Divergence observed in elastoplastic cases, indicating need for further research

Abstract

This study investigates the efficacy of Jacobian-free Newton-Krylov methods in finite-volume solid mechanics. Traditional Newton-based approaches require explicit Jacobian matrix formation and storage, which can be computationally expensive and memory-intensive. In contrast, Jacobian-free Newton-Krylov methods approximate the Jacobian's action using finite differences, combined with Krylov subspace solvers such as the generalised minimal residual method (GMRES), enabling seamless integration into existing segregated finite-volume frameworks without major code refactoring. This work proposes and benchmarks the performance of a compact-stencil Jacobian-free Newton-Krylov method against a conventional segregated approach on a suite of test cases, encompassing varying geometric dimensions, nonlinearities, dynamic responses, and material behaviours.

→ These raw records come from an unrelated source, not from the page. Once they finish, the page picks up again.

PR #3642, opened 2026-06-06
[15.0][FIX] auto_backup: allow scheduled backup when list_db is disabled

klodr:
## Problem

jobs fail with:

## Fix

restores its original value (`try/finally`, even on error). Adds a regression
test (`test_action_backup_local_list_db_disabled`).

Port of #3639.

### DIFF
--- a/auto_backup/README.rst
+++ b/auto_backup/README.rst
@@ -107,7 +107,6 @@ Known issues / Roadmap
   you need to run the backup from outside of the main Odoo instance. How to do
   this is outlined in `this blog post
   <https://blog.laslabs.com/2016/10/running-python-scripts-within-odoos-environment/>`_.
-* Backups won't work if list_db=False is configured in the instance.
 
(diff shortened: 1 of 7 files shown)


klodr:
The failing `pre-commit` check is unrelated to this change.

The only red hooks are `setuptools-odoo-make-default` and `setuptools-odoo-get-requirements`, which both crash at import with:

```
ModuleNotFoundError: No module named 'pkg_resources'
```

(recent `setuptools` no longer bundles `pkg_resources`). This breaks the `pre-commit` run for the whole 15.0 branch, independently of this PR — see the [failed job](https://github.com/OCA/server-tools/actions/runs/27057181027/job/79863577023).

The change itself passes `black`, `isort`, `flake8`, `pylint_odoo` and both test jobs (OCB + Odoo). Happy to rebase once the branch's `setuptools-odoo` pin is bumped.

Key metrics, including computational cost, memory efficiency, and robustness, are evaluated, along with the influence of preconditioning strategies and stabilisation scaling. Results show that the proposed Jacobian-free Newton-Krylov method outperforms the segregated approach in all linear and nonlinear elastic cases, achieving order-of-magnitude speedups in many instances; however, divergence is observed in elastoplastic cases, highlighting areas for further development. It is found that preconditioning choice impacts performance: a LU direct solver is fastest in small to moderately-sized cases, while a multigrid method is more effective for larger problems. The findings demonstrate that Jacobian-free Newton-Krylov methods are promising for advancing finite-volume solid mechanics simulations, particularly for existing segregated frameworks where minimal modifications enable their adoption. The described implementations are available in the solids4foam toolbox for OpenFOAM, inviting the community to explore, extend, and compare these procedures.